PR #1195, opened 2022-09-28
Feature/stabilise pretoucher 23

JerryShea:


src/main/java/net/openhft/chronicle/queue/impl/single/PretoucherState.java
```diff
@@ -104,16 +104,23 @@ public void pretouch(MappedBytes bytes) {
                         // ignored.
                     }
                     try {
+                        if (bytes != null && lastTouchedPage >= realCapacity) {
```
alamar, line 107: I suggest not doing any of these changes in Chronicle-Queue repository, rather moving these classes as is to CQE and then changing the classes there. What do you think?

JerryShea: This has now been replaced by another PR

PR #1199, opened 2022-09-28
Feature/combine test base classes

JerryShea:
@peter-lawrey further to our conversation about tests behaving more consistently in IntelliJ vs maven - this definitely helps


src/test/java/net/openhft/chronicle/queue/impl/single/RollingCycleTest.java
```diff
@@ -57,11 +56,6 @@ public static Collection<Object[]> data() {
         );
     }
 
-    @BeforeClass
-    public static void sync() {
-        System.setProperty("chronicle.queue.synchronousFileShrinking", "true");
```
JerryShea, line 62: duplicated code

nicktindall (approved):

Issue #1197, opened 2022-09-28
Found non-matching line in /proc/self/maps


alamar:
When running tests on local Linux machine, getting a lot of messages like these:

```
[main] WARN net.openhft.chronicle.queue.MappedFileUtil - Found non-matching line in /proc/self/maps: 7f3b9ee38000-7f3b9ee3b000 r--p 00000000 103:03 3147723                   /usr/lib/x86_64-linux-gnu/libgcc_s.so.1
```

hft-team-city:
Released in [Chronicle-Queue-5.23.36](https://github.com/OpenHFT/Chronicle-Queue/releases/chronicle-queue-5.23.36), [BOM-2.23.127](https://github.com/OpenHFT/OpenHFT/releases/chronicle-bom-2.23.127)

PR #1200, opened 2022-09-29
Fix and test the regex used to interpret /proc/self/maps lines

nicktindall:


JerryShea:
Fixes https://github.com/OpenHFT/Chronicle-Queue/issues/1197 ?

JerryShea (approved):

PR #1213, opened 2022-10-09
restore previous signature for binary compatibility

JerryShea:


src/main/java/net/openhft/chronicle/queue/impl/single/BinarySearch.java
```diff
@@ -32,6 +32,13 @@
 public enum BinarySearch {
     INSTANCE;
 
+    @Deprecated(/* Remove in x.25. Use search(net.openhft.chronicle.queue.ExcerptTailer, net.openhft.chronicle.wire.Wire, java.util.Comparator<net.openhft.chronicle.wire.Wire>) */)
```
alamar: What makes us think x.25 will actually see it removed? Maybe clarify usage in the comment.

nicktindall (approved):

alamar (approved):

PR #425, opened 2019-02-04
Removing the usage of get_custom_objects.

gabrieldemarmiesse:
**- What I did**

I removed the modifications of global objects at import time.

**- How I did it**
removed the stuff and updated the readme.

**- How you can verify it**

Now the new test is using custom objects. Both optimizers and layers have tests where they are put in json and loaded back.


gabrieldemarmiesse:
Thanks @RaphaelMeudec !

wilderrodrigues:
Good I found it. I'm facing an issue now with loading the models in the old fashion way.

PR #432, opened 2019-02-06
Add missing parameters to get_config in Capsule Layer

SriRangaTarun:
**- What I did**
Added regularizer, initializer and constraint parameters to the get_config function in the Capsule layer.

**- How I did it**

**- How you can verify it**

---


SriRangaTarun:
@gabrieldemarmiesse I have fixed a little mistake which wasn't spotted.

gabrieldemarmiesse:
Thanks for noticing that. I wonder if there is a way to catch this kind of bugs automatically in unit tests.

PR #433, opened 2019-02-06
Add 'squash' (string) activation option in Capsule and update docs

SriRangaTarun:
**- What I did**
Added the squash activation function in activations/squash.py and added the option to use this activation function in the Capsule layer with a string argument. 

**- How I did it**

**- How you can verify it**

---


keras_contrib/layers/capsule.py
```diff
@@ -129,7 +122,8 @@ def __init__(self,
         self.routings = routings
         self.share_weights = share_weights
 
-        self.activation = activations.get(activation)
```
gabrieldemarmiesse: Do not modify this line. Users should do

```python
from keras_contrib.activations import squash
...
layer = Capsule(..., activation=squash)
```

keras_contrib/activations/squash.py
```diff
@@ -0,0 +1,7 @@
+def squash(x, axis=-1):
```
gabrieldemarmiesse: Please add a simple test for this function.

gabrieldemarmiesse:
Thanks for the PR!

PR #478, opened 2019-03-13
100% original Adam that allows to train x2 or x3 bigger networks.

iperov:
**- What I did**

added 100% original Adam optimizer with new option
```
tf_cpu_mode: only for tensorflow backend
0 - default, no changes.
1 - allows to train x2 bigger network on same VRAM consuming RAM
2 - allows to train x3 bigger network on same VRAM consuming RAM*2 and CPU power.
```

Batch size is very important parameter for GAN networks. So getting rid of optimizer's weights from VRAM, we can train higher batch size, sacrificing 10-20% of time per iteration.

**- How I did it**

accidentally discovered.

**- How you can verify it**

add `tf_cpu_mode=1` to Adam
and try x2 bigger network

### DIFF
--- a/keras_contrib/optimizers/adam.py
+++ b/keras_contrib/optimizers/adam.py
@@ -1,0 +1,106 @@
+from keras import backend as K
+from keras.optimizers import Optimizer
+
+class Adam(Optimizer):
+    """Adam optimizer.
+
+    Default parameters follow those provided in the original paper.
+
+    # Arguments
+        lr: float >= 0. Learning rate.
+        beta_1: float, 0 < beta < 1. Generally close to 1.
+        beta_2: float, 0 < beta < 1. Generally close to 1.
+        epsilon: float >= 0. Fuzz factor. If `None`, defaults to `K.epsilon()`.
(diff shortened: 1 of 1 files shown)


RaphaelMeudec:
@iperov Hello, thanks for your PR! However, I don't think this should be a keras-contrib feature. Fix for Adam optimizer should be directy integrated in Keras to avoid a duplicate between keras and keras-contrib. Please consider opening a PR on keras-team/keras !

iperov:
> Adam optimizer should be directy integrated in Keras

I dont think so, because Keras is a standard, that other frameworks should implement. 
Theano, plaidML, and others cannot implement the function of placing and working with tensors on CPU.

Close then.

RaphaelMeudec:
Adam is already on keras [here](https://github.com/keras-team/keras/blob/ad578c4c19444af9d1f0e0d51a8283eb0db1a264/keras/optimizers.py#L433).
Keras-contrib is just an extension of Keras, meant to test new features before eventually integrating them into keras.

PR #483, opened 2019-03-21
Swish activation saves beta as weight even if it is not trainable

### LINKED ISSUE #482: Swish activation doesn't save the weight if beta is not trainable
It is very useful to always save the beta value in the weights file even if beta is not trainable. It is useful when converting to a light weight inference package such as LWTNN (https://github.com/lwtnn/lwtnn).

I already have an implementation of swish activation that preserves all the features of the current one but also saves the untrainable beta in the weights file and I would like to create a pull request.

aghoshpub:
**- What I did**
Allows to save beta as weights when a model is saved even if beta is not trainable.

**- How I did it**
Adding "trainable" argument to the weight.

**- How you can verify it**

---
This pull request fixes #482

### DIFF
--- a/keras_contrib/layers/advanced_activations/swish.py
+++ b/keras_contrib/layers/advanced_activations/swish.py
@@ -1,5 +1,7 @@
-from keras import backend as K
 from keras.layers import Layer
+from keras import backend as K
+from keras.layers import InputSpec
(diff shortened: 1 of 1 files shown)


gabrieldemarmiesse:
Closing because of the discussion in #482.

PR #623, opened 2018-02-11
Fix leaks in tests with ask_expert_details.

dewyatt:
It looks like `setup_rnp_common` duplicates some things that `rnpkeys_init` does, and a few tests were missing `rnp_end`.


ronaldtse:
Thanks @ni4! @dewyatt it's all yours to merge in the order you wanted 😉

PR #625, opened 2018-02-11
Add a printf to test_dsa_roundtrip.

dewyatt:
This is just to prevent travis-ci from thinking the process is hung.

This test is pretty thorough and takes 5x longer than all the other `rnp_tests` combined, so travis-ci will sometimes kill it after 10 minutes of no output.

Obviously there's a few other ways to handle this, but this is simple and should work.

### DIFF
--- a/src/tests/cipher.c
+++ b/src/tests/cipher.c
@@ -718,6 +718,11 @@ test_dsa_roundtrip(void **state)
 
 
         assert_true(pgp_generate_seckey(&key_desc, &sec_key1));
+        // try to prevent timeouts in travis-ci
+        printf("p: %zu q: %zu h: %s\n",
+               key_desc.dsa.p_bitlen,
+               key_desc.dsa.q_bitlen,
+               pgp_show_hash_alg(key_desc.hash_alg));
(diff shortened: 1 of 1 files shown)


henrydcase:
Printing this information is useful anyway

src/tests/cipher.c
```diff
@@ -718,6 +718,11 @@ test_dsa_roundtrip(void **state)
 
 
         assert_true(pgp_generate_seckey(&key_desc, &sec_key1));
+        // try to prevent timeouts in travis-ci
+        printf("p: %lu q: %lu h: %s\n",
```
henrydcase: %lu ideally should be %zu

henrydcase:
Some of those tests are also done in ``cli_tests.py``. The purpose is a bit different but  if running time is  problem, then it is OK to disable some of those cases

src/tests/cipher.c
dewyatt: Good catch, fixed

randombit:
I recently spent some time trying to make group generation in botan faster but no luck so far

PR #626, opened 2018-02-11
Fix up rnp_key_add_uid to handle locked keys and add uid to both keys.

dewyatt:
I didn't get a chance to review #621 originally but I looked back and fixed some issues I saw:
* Updated to handle locked keys.
* Adds uid to both pub and sec keys (depends on keyring format a bit).
* Fixed a small mem leak.

### DIFF
--- a/include/repgp/repgp_def.h
+++ b/include/repgp/repgp_def.h
@@ -509,7 +509,8 @@ typedef enum pgp_op_t {
     PGP_OP_UNPROTECT = 6,   /* removing protection from a (locked) key */
     PGP_OP_DECRYPT_SYM = 7, /* symmetric decryption */
     PGP_OP_ENCRYPT_SYM = 8, /* symmetric encryption */
-    PGP_OP_VERIFY = 9       /* signature verification */
+    PGP_OP_VERIFY = 9,      /* signature verification */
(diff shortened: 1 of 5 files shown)


dewyatt:
> did not occur to me that pgp_key_add_userid would only modify one of the keys

Yeah it might make sense to modify that function to take both the pub and sec keys. I think that would allow us to generate the signature *once* and then just duplicate the relevant packets to the other key, more efficient. Maybe a task for another time, haven't thought about it much.

ni4:
@dewyatt @randombit  Storing userids/self signatures together with secret key doesn't make sense since you may always generate any of those? In my understanding secret keyring needs to store only secret key(s), while signatures/userids are things hanging on public key.

dewyatt:
> @dewyatt @randombit Storing userids/self signatures together with secret key doesn't make sense since you may always generate any of those? In my understanding secret keyring needs to store only secret key(s), while signatures/userids are things hanging on public key.

I get what you mean, particularly for GPG21 w/G10, but GPG2 keeps most self-sigs synced between the rings. I can't recall all the reasons for this right now since I'm not quite awake yet but if you think about the `--keyring` option on a copied `secring.gpg` or something, that might make some sense.

PR #627, opened 2018-02-11
Fix leaks in rnp_tests and re-enforce sanitize-leaks CI run.

dewyatt:
**Note**: The other PRs I have open should be merged before this one so that we can see the sanitize-leaks CI run pass. (I expect it to fail here initially)

Right now in master `rnp_tests` leaks quite a bit for me:
```SUMMARY: AddressSanitizer: 265317 byte(s) leaked in 1587 allocation(s).```

This, combined with the other PRs, should get us back to 0 so that we can re-enforce the sanitize-leaks CI run. (Hoping to add a valgrind run soon too)

### DIFF
--- a/.travis.yml
+++ b/.travis.yml
@@ -47,7 +47,7 @@ matrix:
       sudo: true
 
     # codecov
-    - env: BUILD_MODE=coverage GPG_VERSION=stable
+    - env: BUILD_MODE=coverage GPG_VERSION=beta
       compiler: gcc
 
     # clang-format style checks
--- a/.travis.yml
+++ b/.travis.yml
@@ -60,9 +60,6 @@ matrix:
             - clang-format-4.0
 
   allow_failures:
-    # allowed to fail until we have eliminated all memory leaks from our test runs
-    - env: BUILD_MODE=sanitize-leaks GPG_VERSION=stable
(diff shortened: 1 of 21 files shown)


dewyatt:
I see one thing I'll need to fix here, I'll take a look soon but this is pending the other PRs anyways.

dewyatt:
Ok, fixed the previous issue. CI will fail on the sanitize-leaks runs until the other PRs are merged and I rebase, so we're just waiting on those.

dewyatt:
It looks like there's a few leaks that I somehow missed locally, so I'll continue adding commits to get all them fixed.

@ni4 Can you double-check me on 601c78a0acafb29ddf4c406b952bb3b43e6c4252? The cache is leaked for partial packet sources, I can see multiple ways to fix it, not sure what is most appropriate though.

ni4:
@dewyatt Thanks for noticing this. Fix looks pretty correct to me.

dewyatt:
Ok it sounds like we're good to go then, sanitize-leaks is passing now, permission to merge is granted so I'll go ahead and merge.

Ideally we should rebase all open PRs on master after this to ensure we're not introducing any new leaks.

PR #630, opened 2018-02-14
Split DSA roundtrip test into 2 cases

### LINKED ISSUE #629: test_dsa_roundtrip test timeouts
## Description

Continuing from https://github.com/riboseinc/rnp/pull/619#issuecomment-365655632.

I was hoping the simple solution in #625 would be OK but it looks like it can take > 10 minutes on the first key generation within that test on travis.

Anyways, I guess the simplest solutions would be:
1. Increase the timeout, or
2. Speed up/trim the test

I think @henrydcase talked about (2) before so that might be simplest. Thoughts?

## Steps to Reproduce

1. https://travis-ci.org/riboseinc/rnp/jobs/341324652#L1894

henrydcase:
Splits DSA test into 2. One is testing all key sizes required by RFC, the other one does some negative tests for selected key.
This should make dsa roundtrip test a bit less than 2x faster as key generation is done only once

More improvements are possible, but let see first if that's fast enough...

Closes #629

### DIFF
--- a/src/tests/cipher.c
+++ b/src/tests/cipher.c
@@ -675,7 +675,6 @@ test_dsa_roundtrip(void **state)
     rnp_test_state_t *rstate = *state;
     uint8_t           message[PGP_MAX_HASH_SIZE];
     pgp_seckey_t      sec_key1 = {{0}};
-    pgp_seckey_t      sec_key2 = {{0}};
     pgp_dsa_sig_t     sig = {0};
 
     struct key_params {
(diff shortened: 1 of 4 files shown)


ronaldtse:
Thanks @henrydcase , obviously we'd prefer DSA key generation to be faster but perhaps @randombit should look at it. The approach is fine for now with me.

henrydcase:
@ronaldtse I'll look at DSA key generation to make it at least as fast as in gnupg (after doing same thing for elgamal). This PR is just quick solution to stabilize test

ronaldtse:
@henrydcase that would be great! In any case, let's get this merged first for now...

PR #632, opened 2018-02-20
Fix leak when encrypted_decrypt_cfb_header fails to decrypt.

dewyatt:
This is a rare case because we have to pass checks on the algorithm id earlier in the code in order to reach this point.
Nevertheless, this did leak randomly on occasion (less than 2% chance in some of my tests).

### DIFF
--- a/src/librepgp/stream-parse.c
+++ b/src/librepgp/stream-parse.c
@@ -1332,6 +1332,7 @@ encrypted_decrypt_cfb_header(pgp_source_encrypted_param_t *param,
 
         return true;
     } else {
+        pgp_cipher_cfb_finish(&crypt);
         return false;
     }
 }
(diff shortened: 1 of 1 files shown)


dewyatt:
@ni4 Please feel free to push!
By the way, I think this is the issue you saw in #619. I revisited it and was able to reproduce locally (rarely). The stack trace was useless because I need to change some build flags in CI, which I'll do a PR for today.

ronaldtse:
Got it -- thanks @ni4 and @dewyatt !!

ni4:
@dewyatt Yeah, probably. Please see the updated PR. If it's ok to you then it may be merged.
I want to add encrypt-decrypt-sign and other operations on sources to cmocka tests, including negative cases with modified input, so more leaks will be covered and codecov will be happier as well.

ni4:
@dewyatt Ahh, I see what you mean. Updated the PR. Is this approach good enough? It uses more code lines but less nesting level/number of ifs.

ronaldtse:
Yes! @dewyatt is exactly right, and thanks @n4 for updating it. Looks much cleaner now, feel free merge when ready.

dewyatt:
Ok everyone appears to approve overall, merging.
:::::
• [AIM OF THE EXERCISE] From the records above, copy each line in which the string "master" occurs.

• [WRITTEN SOLUTION]
Right now in master `rnp_tests` leaks quite a bit for me:
Ideally we should rebase all open PRs on master after this to ensure we're not introducing any new leaks.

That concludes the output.